## Exercise prompt
Reproduce the listing verbatim through the line with "- Go to the load game menu again".

## Task data

PR #2441, opened 2021-07-23
fixes #2099 When re-entering load menu and pressing load game crashes

### LINKED ISSUE #2099: When re-entering load menu and pressing load game crashes
Steps:
- Go to load game from main menu
- Select a save
- Go back to main menu
- Go to the load game menu again
- Load button is active even though nothing is selected, press it
- Get the following crash:
```
Unhandled Exception:
System.ObjectDisposedException: Cannot access a disposed object.
Object name: 'SaveListItem'.
  at Godot.Object.GetPtr (Godot.Object instance) [0x0001b] in /root/godot/modules/mono/glue/GodotSharp/GodotSharp/Core/Object.base.cs:37 
  at Godot.Object.IsConnected (System.String signal, Godot.Object target, System.String method) [0x00001] in /root/godot/modules/mono/glue/GodotSharp/GodotSharp/Generated/GodotObjects/Object.cs:537 
  at TransitionManager.StartTransitions (Godot.Object target, System.String onFinishedMethod) [0x00043] in /home/hhyyrylainen/Projects/thrive/src/gui_common/TransitionManager.cs:117 
  at SaveListItem.LoadThisSave () [0x00094] in /home/hhyyrylainen/Projects/thrive/src/saving/SaveListItem.cs:246 
  at SaveManagerGUI.LoadFirstSelectedSave () [0x00015] in /home/hhyyrylainen/Projects/thrive/src/saving/SaveManagerGUI.cs:180 
  at SaveManagerGUI.LoadFirstSelectedSaveButtonPressed () [0x0000c] in /home/hhyyrylainen/Projects/thrive/src/saving/SaveManagerGUI.cs:187 
```

Looks like a bug that `Selected` in SaveManagerGUI is not cleared when new items are loaded, so that it keeps references to the old objects that get disposed.

TomDev03:

This PR fixes #2099. The game was crashing when selecting a saved game, returning to the main menu, enter again in the load game screen and clicking Load.

The problem that I found is that every time we enter the load menu the saveList it is refreshed and the SaveManagerUI it is not and that cause the variable wich contains the selected save file not to be updated so it have a null object.

**Related Issues**

**Progress Checklist**

      break existing features:
      members reviewing this PR)

the PR author.

### DIFF
--- a/src/saving/SaveList.cs
+++ b/src/saving/SaveList.cs
@@ -126,7 +126,6 @@ public class SaveList : ScrollContainer
             savesList.AddChild(item);
         }
 
-        EmitSignal(nameof(OnItemsChanged));
         loadingItem.Visible = false;
         refreshing = false;
     }
@@ -153,6 +152,7 @@ public class SaveList : ScrollContainer
         loadingItem.Visible = true;
         readSavesList = new Task<List<string>>(() => SaveHelper.CreateListOfSaves());
         TaskExecutor.Instance.AddTask(readSavesList);
+        EmitSignal(nameof(OnItemsChanged));
     }
 
     private void OnSubItemSelectedChanged()
@@ -181,6 +181,7 @@ public class SaveList : ScrollContainer
         SaveHelper.DeleteSave(saveToBeDeleted);
         saveToBeDeleted = null;
 
+        Refresh();
         EmitSignal(nameof(OnItemsChanged));
     }
 
--- a/src/saving/SaveList.cs
+++ b/src/saving/SaveList.cs
@@ -126,6 +126,7 @@ public class SaveList : ScrollContainer
             savesList.AddChild(item);
         }
 
+        EmitSignal(nameof(OnItemsChanged));
         loadingItem.Visible = false;
         refreshing = false;
     }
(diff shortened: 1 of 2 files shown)


hhyyrylainen:
How about instead refreshing the list when returning to the menu? I think that makes much more sense as now the list refresh operation, which might take some time, saps performance unnecessarily if the user never returns to the load menu.

hhyyrylainen:
Looking at the code I got the idea that wouldn't changing `selectedDirty` work? That way Selected will be recomputed when next needed (for example this could be set where the old items are removed)

TomDev03:
@hhyyrylainen 

> Looking at the code I got the idea that wouldn't changing `selectedDirty` work? That way Selected will be recomputed when next needed (for example this could be set where the old items are removed)

Yes I will check that.

TomDev03:
I found te problem. So the problem is that every time I go to Load game screen the saveList is updated but the SaveMangerGUI not. That's cause the old save to be disposed and created new ones, and finally the GUI not be updated and a null object be in the  GUI Selected property.

FuJa0815 (approved):
No bugs found. Great work!

hhyyrylainen (approved):

PR #596, opened 2020-06-03
Link dependencies dynamically

### LINKED ISSUE #595: Link all direct dependencies dynamically
We are producing a dynamic library, so we should also link dynamically to other libraries. Besides being a good idea in general, this also helps to avoid licensing issues, because then we're not including third-party code in the binaries we're distributing.

See also #594.

kyllingstad:
This fixes #595.

I'm only setting `shared=True` for our direct dependencies, since those are the ones we link against, so I also reordered the `requires` list to make it obvious which ones they are.


kyllingstad:
This fails on Windows because the `fmilibrary` package isn't available in Artifactory with `shared=true`. Not sure what the best way to fix this is. Should I add `-b missing` to the workflow?

kyllingstad:
Nevermind, I see that it's supposed to be built by the win-conan workflows, but they're failing for some other reason. I'll fix that.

## Result of the exercise
PR #2441, opened 2021-07-23
fixes #2099 When re-entering load menu and pressing load game crashes

### LINKED ISSUE #2099: When re-entering load menu and pressing load game crashes
Steps:
- Go to load game from main menu
- Select a save
- Go back to main menu
- Go to the load game menu again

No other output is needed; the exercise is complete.